If you think GPUs are too power hungry then you're in for a shock with FPGAs. Switching FPGAs are incredibly power hungry since they run on much larger processes.
FWIW most modern FPGAs use discrete DSPs anyway so you're not really getting the flexibility at that level.
The processes used for FPGA are VERY competitive with GPUs. Stratix 10 is at 14nm, for example. Stratix V was built using 28 nm process and that was at least 5 years ago - on par or exceed NVidia.
You can fuse more operations into DSP using FPGA and/or you can perform less operations per FLOP. One example is to avoid rounding and packing/unpacking when creating deep pipelines for floating point processes.
The Stratix V board will not consume more than 60W when used as PCI Express card. The requirements for Xeon Phi is at least 250W.
With a difference of ~200W, there will be difference in ~4.5kW/h per day or ~1600kW/h or $160 in hard cash per year (US average). Very probably more - getting rid of heat produced, etc.
> Switching FPGAs are incredibly power hungry since they run on much larger processes.
I don't think the comment about process is really true, from what I can tell, Xilinx is only a few months behind the biggest SoC makers in terms of its process adoption, and is shipping 14nm parts currently. Not sure about Altera, but they are on Intel's process, which is bit ahead of the competitors anyway.
In terms of switching power, you definitely pay a penalty to have the reconfigurability in hardware, but on the other hand you don't have all the unused logic that you would on a GPU. I'd guess the comparative efficiency depends on the specific problem and specific implementation, but I don't have any numbers to back that up.
It's a couple things, process is a large part. You're also dealing with 4-LUT instead of transistors so you pay both in switching power and leakage since you can't get the same logic-to-transisitor density that's available on ASICs.
Also there's a ton of SRAM for the 4-LUT configuration so you're paying leakage costs there as well.
NVidia managed to get it right about year and half ago. Before that their gates leaked power all over the place.
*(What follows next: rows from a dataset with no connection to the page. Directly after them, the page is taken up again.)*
PR #2773, opened 2022-12-15
Split tests in `Workflow.cpp` into multiple files

florelis:
I've always disliked how big this file is, having tests for all flows. I didn't want to add even more to it for pinning, so I'm splitting it up :)

* Created multiple files for each workflow and moved the appropriate tests there based on the tags they had. For example, moved tests tagged `[ExportFlow]` to `ExportFlow.cpp`. Tests that were the only ones with that tag, I left in `Workflow.cpp`
* Created `WorkflowCommon.h` and `WorkflowCommon.cpp` with just the shared test source/context definition, and common task overrides.
* Cleaned up the `#include`s and `using`s

###### Microsoft Reviewers: [Open in CodeFlow](https://portal.fabricbot.ms/api/codeflow?pullrequest=https://github.com/microsoft/winget-cli/pull/2773)


florelis:
It would be so nice if git could see that I'm just moving code around and it could apply the changes automatically instead of having to do it by hand :(

If we want to take this, can we merge it before I get more conflicts?

The test failures from last run seem to have been a consequence of not having #2767, which only hit the tests once they were executed in a different order.

src/AppInstallerCLITests/WorkflowCommon.cpp
```diff
@@ -0,0 +1,627 @@
...
+            result.Matches.emplace_back(
+                ResultMatch(
+                    TestPackage::Make(std::vector<Manifest>{ manifest2 }, shared_from_this()),
+                    PackageMatchFilter(PackageMatchField::Id, MatchType::Exact, "TestQueryReturnTwo")));
+        }
+
+        return result;
+    }
+
+    SearchResult WorkflowTestCompositeSource::Search(const SearchRequest& request) const
```
florelis, line 62: I also want to split this function, I may do it later in another PR.

yao-msft (approved):

florelis:
The actual reason for the test failures was fun to find. There were some test hook overrides that were being set and never cleared when the test using them was done. So subsequent tests would still get the behavior from the override. Moving the tests around changed the order and revealed that. Since it was about a test hook override set at runtime, it would only show if executing the two relevant tests in the same invocation and in a specific order. Not having the fix for export settings was just a red herring. (I'll be mad if after this the tests still fail...)

PR #2774, opened 2022-12-16
Make zip feature stable

ryfu-msft:
Removes all code related to the zip install feature as experimental in preparation for a stable release.

###### Microsoft Reviewers: [Open in CodeFlow](https://portal.fabricbot.ms/api/codeflow?pullrequest=https://github.com/microsoft/winget-cli/pull/2774)


src/AppInstallerCLITests/WorkFlow.cpp
```diff
@@ -1139,7 +1139,6 @@ TEST_CASE("InstallFlow_Zip_Exe", "[InstallFlow][workflow]")
 {
     TestCommon::TempFile installResultPath("TestExeInstalled.txt");
     TestCommon::TestUserSettings testSettings;
```
yao-msft, line 1141: This testUserSettings will not be used after removing, so please clean up across this file

yao-msft (approved):

PR #2776, opened 2022-12-16
Implement WinGetUserSettings cmdlets

msftrubengu:
This PR implements 3 cmdlets:
- Get-WinGetUserSettings - returns the contents of the settings.json file. If the file is not valid json, throws UserSettingsReadException.
- Set-WinGetUserSettings - writes the serialized input hashtable into the settings.json. If the Merge option is set, merges the current settings.json with the input given, otherwise overwrites the current settings with input settings. If Merge is used and settings.json is not valid json throws UserSettingsReadException. 
- Test-WinGetUserSettings - compares the given input settings with the current settings.json. If the IgnoreNotSet option is set, makes a partial comparison where it ignores properties not set in the input that are present in settings.json, otherwise make a full comparison. 

The settings file is read via `winget settings export`, so these commands require a newer version of winget. In the near future, I'll add a new attribute in each cmdlet that specify the minimum winget version that is required.

To be testable, the cmdlets follow the similar patter to pick which version of winget to use via USE_PROD_CLSIDS. I'll change the name to something more general in a future PR. We also need to modify the crescendo generated functions to point to wingetdev without it being that intrusive.

I also tried to move the PowerShell E2E to use PowerShell host to make better tests, but I got some issues and I kind of gave up for now to keep the code flowing. The user settings cmdlets tests use PowerShell host though. However, the Microsoft.WinGet.Client project cannot be references by AppInstallerCLIE2ETests because PowerShell host will complain while trying to load the module. My guess is that there's some conflict loading the Microsoft.WinGet.Client.dll

Also, made more general improvements to Microsoft.WinGet.Client.

Related to #2697


src/PowerShell/Microsoft.WinGet.Client/Commands/GetUserSettingsCommand.cs
```diff
@@ -0,0 +1,29 @@
...
+    [Cmdlet(VerbsCommon.Get, Constants.WinGetNouns.UserSettings)]
+    [OutputType(typeof(string))]
+    public sealed class GetUserSettingsCommand : BaseUserSettingsCommand
+    {
+        /// <summary>
+        /// Writes the settings file contents.
+        /// </summary>
+        protected override void ProcessRecord()
+        {
+            this.WriteObject(this.GetLocalSettingsFileContents());
```
JohnMcPMS, line 26: I would strongly prefer that the output type here match the input type for `Set`.  And `HashTable` is preferable over `string`.  Can we use [JsonObject.ConvertFromJson](https://learn.microsoft.com/en-us/dotnet/api/microsoft.powershell.commands.jsonobject.convertfromjson?view=powershellsdk-7.3.0) which is what `ConvertFrom-Json` uses to do it?  I looked at its implementation and it does the looping and converting necessary.

JohnMcPMS (approved):

PR #2782, opened 2022-12-19
Refactor test workflow source search

florelis:
Another refactor that nobody asked for, for something that has been bothering me for a long time and I couldn't ignore while working on something else... (I swear I am also working on the stuff I'm supposed to!)

This change breaks up the huge `WorkflowTestCompositeSource::Search()` function, which was a long series of "if query is 'package' then add package to search results" (and which had a fun compilation warning about using too much space in the stack). I'm doing this by creating objects containing the matching query string and the modifications made to the search results in case of a match. Then, the search function can just iterate over these objects and modify the results when appropriate.

On each test, we now declare which results we want to get and we can use the query strings from these objects instead of duplicating the strings on each place they are needed.

I couldn't come up with a good name for these objects, so I'm expecting feedback on that if this change is something we want.

###### Microsoft Reviewers: [Open in CodeFlow](https://portal.fabricbot.ms/api/codeflow?pullrequest=https://github.com/microsoft/winget-cli/pull/2782)


yao-msft (approved):
:shipit:

PR #2784, opened 2022-12-19
Suppress CA1416 warning #2

ryfu-msft:
Suppresses a build error relating to a windows-only api.

###### Microsoft Reviewers: [Open in CodeFlow](https://portal.fabricbot.ms/api/codeflow?pullrequest=https://github.com/microsoft/winget-cli/pull/2784)


florelis (approved):
I wonder if it is possible to set some property project-wide to mark everything as Windows-only instead of suppressing these warnings as they pop up.

PR #2786, opened 2022-12-20
Return localization independent string for help links

AmelBawa-msft:
- Updated `HelpLink` return type to a localization independent string.

###### Microsoft Reviewers: [Open in CodeFlow](https://portal.fabricbot.ms/api/codeflow?pullrequest=https://github.com/microsoft/winget-cli/pull/2786)


florelis (approved):
Is it possible to use `LocIndView` instead of `LocIndString`?

florelis (approved):

PR #2792, opened 2022-12-21
Don't treat the COM subcommands as distinct for telemetry

JohnMcPMS:
## Issue
Calls to COM install/upgrade were logging the distinct steps (download/install) as separate commands under the same activity.  This was leading to an incorrect success metric due to the method of processing.

## Change
This change treats the `OrchestratorQueueItem` as the command for telemetry purposes.  This aligns with the `winget.exe` method of counting success/failure.  It also moves to use the same command names as `winget.exe`, making it easier to join/slice the data.

## Validation
Using an ETW event tracer, manually verified the current bad state.  Then verified that the change produces a single start/stop pair under the same activity for an install.

###### Microsoft Reviewers: [Open in CodeFlow](https://portal.fabricbot.ms/api/codeflow?pullrequest=https://github.com/microsoft/winget-cli/pull/2792)

### DIFF
--- a/src/AppInstallerCLICore/ContextOrchestrator.cpp
+++ b/src/AppInstallerCLICore/ContextOrchestrator.cpp
@@ -91,6 +91,9 @@ namespace AppInstaller::CLI::Execution
         if (item->IsOnFirstCommand())
         {
             THROW_HR_IF(HRESULT_FROM_WIN32(ERROR_INSTALL_ALREADY_RUNNING), FindById(item->GetId()));
+
+            // Log the beginning of the item
+            item->GetContext().GetThreadGlobals().GetTelemetryLogger().LogCommand(item->GetItemCommandName());
         }
 
         std::string commandQueueName{ GetCommandQueueName(item->GetNextCommand().Name()) };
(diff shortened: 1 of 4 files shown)


src/AppInstallerCLICore/ContextOrchestrator.cpp
```diff
@@ -253,12 +256,11 @@ namespace AppInstaller::CLI::Execution
...
 
-                item->GetContext().GetThreadGlobals().GetTelemetryLogger().LogCommand(command->FullName());
                 command->ValidateArguments(item->GetContext().Args);
 
                 item->GetContext().EnableCtrlHandler();
 
-                terminationHR = ::AppInstaller::CLI::Execute(item->GetContext(), command);
+                ::AppInstaller::CLI::ExecuteWithoutLoggingSuccess(item->GetContext(), command.get());
             }
             WINGET_CATCH_STORE(terminationHR, APPINSTALLER_CLI_ERROR_COMMAND_FAILED);
```
florelis, line 265: It took me a while to understand why you were removing the assignment to `terminationHR` a couple of lines above, why that doesn't affect the `if (FAILED(terminationHR))` below, and why the next conditional uses `item->GetContext().GetTerminationHR()` instead of `terminationHR`.
Can we add a comment, or rename `terminationHR` to something like `caughtHResult` so that it's clearer in the future?

florelis (approved):
Why is the branch called `actwovity`? I can't help but add owo in my mind when I read it...

JohnMcPMS:
> Why is the branch called `actwovity`? I can't help but add owo in my mind when I read it...

There were two activities, and I didn't need a particularly helpful name since this was a short fix.

florelis (approved):

PR #3787, opened 2023-10-19
Extend Configuration COM API for export

florelis:
This extends the Configuration COM API for the "export" scenario. Most of the changes follow the same pattern as for Get, except that I did not add a new Intent to the API.

* Extended the interface for the configuration unit processor to be able to export
* Implemented all the plumbing between the unit processor and the actual invoke of the dsc resource export, which is currently marked as not supported.
* Added some unit tests for export; this tests only the plumbing as there is no new functionality added yet
 ###### Microsoft Reviewers: [Open in CodeFlow](https://microsoft.github.io/open-pr/?codeflow=https://github.com/microsoft/winget-cli/pull/3787)


src/Microsoft.Management.Configuration/Microsoft.Management.Configuration.idl
```diff
@@ -395,6 +410,13 @@ namespace Microsoft.Management.Configuration
         IApplySettingsResult ApplySettings();
     }
 
+    [contract(Microsoft.Management.Configuration.Contract, 2)]
+    interface IConfigurationUnitProcessor2
```
JohnMcPMS, line 414:
```suggestion
    interface IConfigurationUnitProcessor2 requires IConfigurationUnitProcessor
```
Although it apparently doesn't do much, this is the way to chain interfaces.

JohnMcPMS (commented):
This is missing the front end API surface for callers to operate on.  Is it coming in a different PR?

florelis:
> This is missing the front end API surface for callers to operate on. Is it coming in a different PR?

I knew I had to be missing something... Added.

src/Microsoft.Management.Configuration/Microsoft.Management.Configuration.idl
```diff
@@ -395,6 +410,13 @@ namespace Microsoft.Management.Configuration
         IApplySettingsResult ApplySettings();
     }
 
+    [contract(Microsoft.Management.Configuration.Contract, 2)]
+    interface IConfigurationUnitProcessor2 requires IConfigurationUnitProcessor
```
JohnMcPMS, line 414: ###### Sorry for not seeing this earlier...
Maybe this should be an explicit interface for `GetAllSettings`, rather than an interface in the generic evolution of the unit processor.  That way we can use it at the orchestration layer to know that export isn't expected to work rather than calling and having each processor need to give us the exact same error.

src/Microsoft.Management.Configuration/ConfigurationProcessor.cpp
```diff
@@ -626,6 +627,70 @@ namespace winrt::Microsoft::Management::Configuration::implementation
...
+        result->ResultInformation(*unitResult);
+
+        cancellation.ThrowIfCancelled();
+
+        IConfigurationUnitProcessor2 unitProcessor;
+
+        try
+        {
+            // TODO: Directives overlay to prevent running elevated for get
+            unitProcessor = setProcessor.CreateUnitProcessor(unit).as<IConfigurationUnitProcessor2>();
```
JohnMcPMS, line 666: RE: my other comment on changing the name of the interface.  This would become `try_as` and when `!unitProcessor` would set the consistent error in the event of it not being supported.

src/Microsoft.Management.Configuration.Processor/DscModules/DscModuleV2.cs
```diff
@@ -216,6 +216,16 @@ public IReadOnlyList<DscResourceInfoInternal> GetAllDscResources(PowerShell pwsh
             return setResult?.RebootRequired;
         }
 
+        /// <inheritdoc/>
+        public IList<ValueSet> InvokeExportResource(
```
JohnMcPMS, line 220: Again RE: interface.  Almost all (or all) of the changes to the processor changes could be removed with the interface semantic change.

I think that the DSC v3 integration does not benefit from being in .Net, so I don't know that any of this needs to be here when that comes either.

src/Microsoft.Management.Configuration/Microsoft.Management.Configuration.idl
florelis: Renamed the interface and made the unit processor here not implement it anymore.

src/Microsoft.Management.Configuration/ConfigurationProcessor.cpp
```diff
@@ -626,6 +627,59 @@ namespace winrt::Microsoft::Management::Configuration::implementation
...
+
+        IConfigurationSetProcessor setProcessor = m_factory.CreateSetProcessor(nullptr);
+        auto result = make_self<wil::details::module_count_wrapper<implementation::GetAllConfigurationUnitSettingsResult>>();
+        auto unitResult = make_self<wil::details::module_count_wrapper<implementation::ConfigurationUnitResultInformation>>();
+        result->ResultInformation(*unitResult);
+
+        cancellation.ThrowIfCancelled();
+
+        IGetAllSettingsConfigurationUnitProcessor unitProcessor;
+        if (setProcessor.CreateUnitProcessor(unit).try_as<IGetAllSettingsConfigurationUnitProcessor>(unitProcessor))
```
JohnMcPMS, line 662: I don't think that we should return a default constructed result if the processor doesn't support export; it should be an error and a specific `HRESULT`.  Probably a new one like ...`_NOT_SUPPORTED_BY_PROCESSOR` or some variant.

Alternately, we could add another field to the result object, but I think the error is cleaner.

This currently makes it seem like there were no results instead of a clear indication that you simply cannot do that.

JohnMcPMS (approved):

JohnMcPMS (approved):

PR #3789, opened 2023-10-19
Fix non-test hook code for Windows Feature

JohnMcPMS:
## Change
Move the Windows Feature `dism.exe` calling code around and make the test hook return from the primary function.  This ensures that all code is being compiled when test hooks are enabled, and the test hooks are simple, early returns.
 ###### Microsoft Reviewers: [Open in CodeFlow](https://microsoft.github.io/open-pr/?codeflow=https://github.com/microsoft/winget-cli/pull/3789)


yao-msft (approved):
:shipit:

PR #3790, opened 2023-10-19
Move SQLite base code

JohnMcPMS:
## Change
This change moves the core SQLite code to the shared lib.  It changes the namespace of all of the moved files, but the goal is absolutely zero functionality difference for now.
 ###### Microsoft Reviewers: [Open in CodeFlow](https://microsoft.github.io/open-pr/?codeflow=https://github.com/microsoft/winget-cli/pull/3790)


src/AppInstallerRepositoryCore/Microsoft/Schema/1_7/Interface.h
```diff
@@ -8,6 +8,10 @@ namespace AppInstaller::Repository::Microsoft::Schema::V1_7
 {
     using namespace std::string_view_literals;
 
+    // Version 1.7
+    static constexpr std::string_view s_MetadataValueName_MapDataFolded = "mapDataFolded"sv;
+    static constexpr char s_MetadataValue_MapDataFolded_Separator = ';';
```
yao-msft, line 13: I guess we would want to remove the corresponding entries in MetadataTable.h?

yao-msft (approved):

src/AppInstallerRepositoryCore/Microsoft/Schema/1_7/Interface.h
JohnMcPMS: They were removed.

Issue #3667, opened 2023-09-25
Windows Package Manager Server runs on high CPU


MarvinNorway:
### Brief description of your issue

I'm not sure if this is the right place to report this, but the "WinGET COM Server" with a child process of "WindowsPackageManagerServer.exe" is using up a lot of CPU on my system.
When killed, it just respawns immediately.

I'm not the only one with this issue:
https://www.reddit.com/r/techsupport/comments/162dj42/what_is_winget_com_server/

### Steps to reproduce

Not sure how to reproduce.

### Expected behavior

It shouldn't run on high CPU for extended periods of time.

### Actual behavior

It runs on super high CPU all the time.

### Environment

```shell
Microsoft.DesktopAppInstaller_1.20.2201.0_x64__8wekyb3d8bbwe
WindowsPackageManagerServer.exe version 1.20.2308.8001-v1.20WPMv1.5

Hope that helps...
```

sba923:
Same here. The process keeps running after I close its parent (a `pwsh.exe` instance). I can't copy the log from `%LOCALAPPDATA%\Packages\Microsoft.DesktopAppInstaller_8wekyb3d8bbwe\LocalState\DiagOutputDir` 'cos it's locked.

MozPri:
Same here. WindowsPackageManagerServer.exe is using 25% of the CPU and can't be killed.
Microsoft.DesktopAppInstaller_1.21.2701.0

PartedLine:
Same here, rather not have my OS frying my CPU

saggitar:
Same here ...

HyP3r-:
It is the same with me... when I end the process it is restarted immediately.

MarvinNorway:
Not sure if it helps anyone, but I left it running over night, and then it was quite the next day.
It happened one more time 1-2 days later, during the day, but I went out for a bit, and when I came back, it was over, as well.
Since then, it has been quiet. Would still be nice to know what the process does and if there's a way to stop this behavior...

chylex:
Mine has started crashing constantly, trying to stop it just restarts it and crashes again... how do I get rid of this???

![obrazek](https://github.com/microsoft/winget-cli/assets/3685160/09c11de2-534c-441d-ae8f-897dc6917d5c)

gibbed:
> Mine has started crashing constantly, trying to stop it just restarts it and crashes again... how do I get rid of this???
> 
[...]

PR #3808, opened 2023-10-24
Performance improvements

JohnMcPMS:
## Change
This change has several performance improvements based on profiling.

### Installed package caching
A global process cache is stored for the unfiltered install data.  It is very basic for updates right now to make it more reasonable to service, but future changes could improve things to examine the system data and only do delta updates.  It could also be saved to disk to improve the performance of future processes.

The cache itself is not used by any callers, but instead in-memory copies are handed out.  The cache sets up event listeners for the current data sources and waits for these events before it will attempt to update again.  A full cache hit requires only copying the memory database, which SQLite has an efficient method for.

The only performance gain to the update path that is provided by this implementation is to reuse the names of MSIX packages, but since this accounts for a huge amount of creating the index it results in ~50% time reduction in creating an updated installed source (without any MSIX changes).

### ICU regex caching
The regular expressions that we use were being compiled repeatedly.  Since this is a fixed set of expressions, they are all now cached and copies are used for actual operation.

### Version lookup (string)
The version lookup by string (such as `winget show FOO -v VER`) was doing a full table scan.  This change shifts to pulling all of the version for the given identifier out and using `Version` object comparisons to find the proper result.  This has the side effect of fixing a somewhat annoying user interaction where trailing 0s in a version were still required to find from the command line.  One can now provide the smaller version string and still find the expected package version (eg `1.2` will now find version `1.2.0`).

### Version lookup (available version)
The round trip from retrieving the available version information to getting the manifest has been improved by including the manifest id value directly in the available version data.  The available version package object now caches the version string to manifest id data as well, meaning that any usage of a `PackageVersionKey` that was retrieved from `GetAvailableVersions` will directly return the package version object without querying the index.

### Let property lookups handle an unknown manifest id
The `GetProperty` code was enforcing that the manifest id was valid and then reusing existing code that did not handle a missing manifest.  Creating new methods that can handle the missing manifest allows us to remove the initial check.

## Validation
Added tests where appropriate, regression covers many other cases.

 ###### Microsoft Reviewers: [Open in CodeFlow](https://microsoft.github.io/open-pr/?codeflow=https://github.com/microsoft/winget-cli/pull/3808)


denelon:
Related to:
* https://github.com/microsoft/winget-cli/issues/3667

src/AppInstallerRepositoryCore/Microsoft/PredefinedInstalledSourceFactory.h
```diff
@@ -34,6 +34,8 @@ namespace AppInstaller::Repository::Microsoft
             User,
             // Contains machine ARP and machine MSIX
             Machine,
+            // Same as None but creating the source reference causes the next Open to always update the cache
+            NoneWithForcedCacheUpdate,
```
florelis, line 38: Could we ever want to use anything else with forced cache update? If not, can you add a comment why not?

src/AppInstallerRepositoryCore/Microsoft/SQLiteIndexSource.cpp
```diff
@@ -288,14 +288,34 @@ namespace AppInstaller::Repository::Microsoft
...
+                }
+
+                std::vector<SQLiteIndex::VersionKey> versions = source->GetIndex().GetVersionKeysById(m_idId);
+
+                for (const auto& vk : versions)
+                {
+                    std::string version = vk.VersionAndChannel.GetVersion().ToString();
+                    std::string channel = vk.VersionAndChannel.GetChannel().ToString();
+                    m_availableVersionKeys.emplace_back(source->GetIdentifier(), version, channel);
+                    m_availableVersionKeysMap.emplace(MapKey{ std::move(version), std::move(channel) }, vk.ManifestId);
```
florelis, line 315: Why does this one not take the source ID?

src/AppInstallerCLIE2ETests/Interop/InstallInterop.cs
```diff
@@ -657,5 +657,73 @@ public void GetApplicableInstaller()
...
+        /// Install exe and verify that we can find it as installed after.
+        /// </summary>
+        /// <returns>A <see cref="Task"/> representing the asynchronous unit test.</returns>
+        [Test]
+        public async Task InstallExe_VerifyInstalledCatalog()
+        {
+            var installedCatalogReference = this.packageManager.GetLocalPackageCatalog(LocalPackageCatalog.InstalledPackages);
+
+            // Ensure package is not installed
+            string targetPackageProductCode = "{A499DD5E-8DC5-4AD2-911A-BCD0263295E9}";
```
florelis, line 671: Nit: I had to look up what this GUID was. Can this be a constant somewhere else?

src/AppInstallerCLITests/TestHooks.h
```diff
@@ -39,6 +39,9 @@ namespace AppInstaller
     namespace Repository::Microsoft
     {
         void TestHook_SetPinningIndex_Override(std::optional<std::filesystem::path>&& indexPath);
+
+        using GetARPKeyFunc = Registry::Key(*)(void*, Manifest::ScopeEnum, Utility::Architecture);
```
florelis, line 43: Nit: Could we use `std::function` here?

src/AppInstallerCLITests/PredefinedInstalledSource.cpp
```diff
@@ -400,3 +402,89 @@ TEST_CASE("PredefinedInstalledSource_Search", "[installed][list]")
...
+        GetDatabaseIdentifier(source1)
+        ==
+        GetDatabaseIdentifier(source2)
+    );
+
+    // Get all packages
+    auto result1 = source1->Search({});
+    REQUIRE(!result1.Matches.empty());
+
+    for (const auto& match : result1.Matches)
```
florelis, line 427: Nit: Could you add a comment about what this is loop is doing?

florelis, line 427: Could/should we check that there are no packages in result2 that aren't in result1?

src/AppInstallerCLITests/ArpHelper.cpp
```diff
@@ -0,0 +1,71 @@
...
+    ARPHelper helper;
+
+    wil::unique_event callbackEvent;
+    callbackEvent.create();
+
+    ScopeEnum scopeCallback = ScopeEnum::Unknown;
+    Architecture architectureCallback = Architecture::Unknown;
+
+    ScopeEnum scopeTarget = ScopeEnum::User;
+    Architecture architectureTarget = Architecture::X64;
```
florelis, line 26: Will this test run on x86?

florelis (dismissed):

azure-pipelines.yml
```diff
@@ -295,18 +297,18 @@ jobs:
...
+  #   inputs:
+  #     testRunTitle: Microsoft.Management.Configuration.UnitTests (InProc)
+  #     testSelector: 'testAssemblies'
+  #     testAssemblyVer2: '**\Microsoft.Management.Configuration.UnitTests.dll'
+  #     searchFolder: '$(buildOutDir)\Microsoft.Management.Configuration.UnitTests'
+  #     codeCoverageEnabled: true
+  #     platform: '$(buildPlatform)'
+  #     configuration: '$(BuildConfiguration)'
+  #     diagnosticsEnabled: true
+  #   condition: succeededOrFailed()
```
florelis, line 311:
```suggestion
  - task: VSTest@2
    displayName: 'Run tests: Microsoft.Management.Configuration.UnitTests (InProc)'
    inputs:
      testRunTitle: Microsoft.Management.Configuration.UnitTests (InProc)
      testSelector: 'testAssemblies'
      testAssemblyVer2: '**\Microsoft.Management.Configuration.UnitTests.dll'
      searchFolder: '$(buildOutDir)\Microsoft.Management.Configuration.UnitTests'
      codeCoverageEnabled: true
      platform: '$(buildPlatform)'
      configuration: '$(BuildConfiguration)'
      diagnosticsEnabled: true
    enabled: false
    condition: succeededOrFailed()

```

src/AppInstallerRepositoryCore/Microsoft/SQLiteIndexSource.cpp
JohnMcPMS: It isn't needed for the mapping.

florelis (approved):

yao-msft (approved):

src/AppInstallerSharedLib/Public/winget/SQLiteStorageBase.h
```diff
@@ -25,6 +25,9 @@ namespace AppInstaller::SQLite
         // Gets the last write time for the database.
         std::chrono::system_clock::time_point GetLastWriteTime();
 
+        // Gets the identifier written to the database when it was created.
+        std::string GetDatabaseIdentifier();
```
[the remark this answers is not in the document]
JohnMcPMS: I added it exclusively for test purposes at this time.  But it seemed like an interesting enough idea to just leave it in for all databases.

yao-msft (approved):

Girofox:
A possible trigger for debugging is manually starting backup in **Windows Backup** app, this instantly causes _WindowsPackageManagerServer.exe_ running at around 25 % cpu usage for some time. 

The log file in `%LocalAppData%\Packages\Microsoft.DesktopAppInstaller_8wekyb3d8bbwe\LocalState\DiagOutputDir` grows very quickly to more than 1.0 Mb.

The LUTs on Stratix are 6-to-2, with specialized adders, they aren't at all that 4-LUTs you are describing here.
All in all, there are places where FPGAs can beat ASICs. One example is complex algorithms like, say, ticker correlations. These are done using dedicated memory (thus aren't all that CPU friendly - caches aren't enough) and logic and change often enough to make use of ASIC moot.
Another example is parsing network traffic (deep packet inspection). The algorithms in this field utilize memory in interesting ways (compute lot of different statistics for a packet and then compute KL divergence between reference model and your result to see the actual packet type - histograms created in random manner and then scanned linearly, all in parallel). GPUs and/or CPUs just do not have that functionality.
The Arria 10 (previous high-end Altera series) was at 20nm. The new Stratix 10 is at 14nm. UltraScale+ is in the 14-20nm range, I think, and Xilinx got there first.
(I don't know if you can publicly get Stratix 10 devkits yet, but you can get an Arria at least.)
The unused logic part isn't exactly true. The way FPGA's are built doesn't allow for unused sections to be completely shut off. Instead of dark silicon it's more like grey silicon. The unused parts of the chip still use substantial power, unlike ASIC where these unused portions simply wouldn't exist
Not my personal/professional experience. Even with heavy DSP usage with nodes >14nm you can still create designs with lower than 30 W power consumption, since you can control the frequency and use low power design techniques. There are vendors like Microsemi/Lattice that specialize in low power FPGAs where you can do even better
So there might be specific products that hit certain market segments(FWIW I really like Lattice's offerings). It's just that Watt to Watt GPUs should be more efficient since they can use the latest process and don't have to carry around 4-LUT + SRAM.
On the DSP side, you're using a ASIC DSP(can't change the width for instance) anyway on most modern FPGAs so you're comparing ASIC to ASIC at that point.
Designing an ASIC with low power in mind will always beat an FPGA, no question there. But the design cost is prohibitive for many applications (not to mention the lack of flexibility to re-iterate/patch your design with little to no cost). But compared to GPUs I'm fairly certain you can do much better power-wise going with an FPGA.
You have finer control over your frequency, over which sections to power down, how often to switch, etc.
Of course you can get better price/GFLOP with GPUs + quicker time to market
FWIW most modern FPGAs use discrete DSPs anyway so you're not really getting the flexibility at that level.